My yoga journey started when I graduated from UCLA in June 2007 and began working for a popular athletic apparel company. There I was able to try a yoga class for free, at the time I would never have paid to do yoga because, like many others, I believed it was about being flexible, which I definitely wasn't. My first yoga class kicked my butt! I was so physically exhausted that I couldn’t think. My mind, which was normally filled with chatter, was silent. I had never felt so good in my life and I wanted that feeling to continue, so I began practising regularly and haven’t stopped since. Teacher training followed a few months later and I was lucky enough to begin teaching full-time shortly after that.

Before yoga, I didn’t understand that there was a mental and even spiritual side to all things movement-based, and to life in general. Yoga has introduced me to the idea of self-discovery and I’m just beginning on this path. Understanding my reactions and conditioning has been a definite challenge, but I’m beginning to realise that it’s about being happy as much as you can. It's about feeling love and spreading love as much as possible, not because it’s easy, but because life is just better that way. I’m so lucky to be able to do what I do for a ‘living’, but I’d be practising regardless of whether I was teaching or not. Being a student is always my main priority because continuing to learn and be inspired by others is what it’s all about. How would you describe your teaching style?

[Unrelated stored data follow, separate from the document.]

PR #4613, opened 2021-09-13
fix a race in jobsystem

pixelflinger:
We were decrementing activeJobCount after removing the job from the
queue, which could cause other threads in the pool to preempt us before
the decrement, causing them to spin forever trying to get a non-existant
job, until the decrement actually happened.

Now we always decrement first and fix-up the count if we couldn't get
a job from the queues. The race is inverted, and doesn't cause threads
to spin a long time.

### DIFF
--- a/libs/utils/include/utils/JobSystem.h
+++ b/libs/utils/include/utils/JobSystem.h
@@ -354,19 +354,56 @@ private:
         assert(job);
         size_t index = job - mJobStorageBase;
         assert(index >= 0 && index < MAX_JOB_COUNT);
+
+        // put the job into the queue first
         workQueue.push(uint16_t(index + 1));
+        // then increase our active job count
+        uint32_t oldActiveJobs = mActiveJobs.fetch_add(1, std::memory_order_relaxed);
+        // but it's possible that the job has already been picked-up, so oldActiveJobs could be
+        // negative for instance. We signal only if that's not the case.
+        if (oldActiveJobs >= 0) {
+            wakeOne(); // wake-up a thread if needed...
+        }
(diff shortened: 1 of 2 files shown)


libs/utils/include/utils/JobSystem.h
```diff
@@ -354,19 +354,56 @@ class JobSystem {
...
+        // negative for instance. We signal only if that's not the case.
+        if (oldActiveJobs >= 0) {
+            wakeOne(); // wake-up a thread if needed...
+        }
     }
 
     Job* pop(WorkQueue& workQueue) noexcept {
+        // decrement mActiveJobs first, this is to ensure that if there is only a single job left
+        // (and we're about to pick it up), other threads don't loop trying to do the same.
+        mActiveJobs.fetch_sub(1, std::memory_order_relaxed);
```
romainguy, line 372: Can you end up with mActiveJobs < 0 here but workQueue.pop() returning a valid job?

romainguy (approved):

libs/utils/include/utils/JobSystem.h
pixelflinger: Yes, you could but it wouldn't be a problem. This would mean than another thread is for e.g. doing a steal() at the same time. So, if we do get a valid job from the queue, this means that the other thread didn't, and it will "fix" the counter by doing a fetch_add.
On the other hand, if we don't get a job, then we are fixing the counter.

The key is to do the correction based on whether we actually got a job or not, NOT based on the value of the counter.

The other key is to signal if needed when fixing the counter.

PR #4618, opened 2021-09-15
Implement lod bias for user materials

pixelflinger:
A lod bias can be applied to textures when dynamic resolution is
enabled. A proper lod bias is calculated and applied for quality levels
HIGH and ULTRA.

Lod Bias is implemented in glslang, which mean it's ignored when
glslang is not used, which currently happens with OpenGL backends with
optimization turned off (which includes filament LITE). This may be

I think my teaching style is first and foremost adapting, evolving and changing. To say that it is specifically ‘my’ teaching style seems wrong to me. I derive inspiration from so many different teachers and friends and I love exploring different modalities from acrobatics and calisthenics, Iyengar yoga and ashtanga yoga, and this is what makes up the yoga I share with others. I began with an immense love for all things vinyasa flow, but I also loved alignment and the general ‘heart-felt’ style of anusara yoga. Just like my practice changes, what I share changes all the time. We’ve done a couple of your online classes - you love to be upside-down! When did you discover the world the other way up and what did it do for you?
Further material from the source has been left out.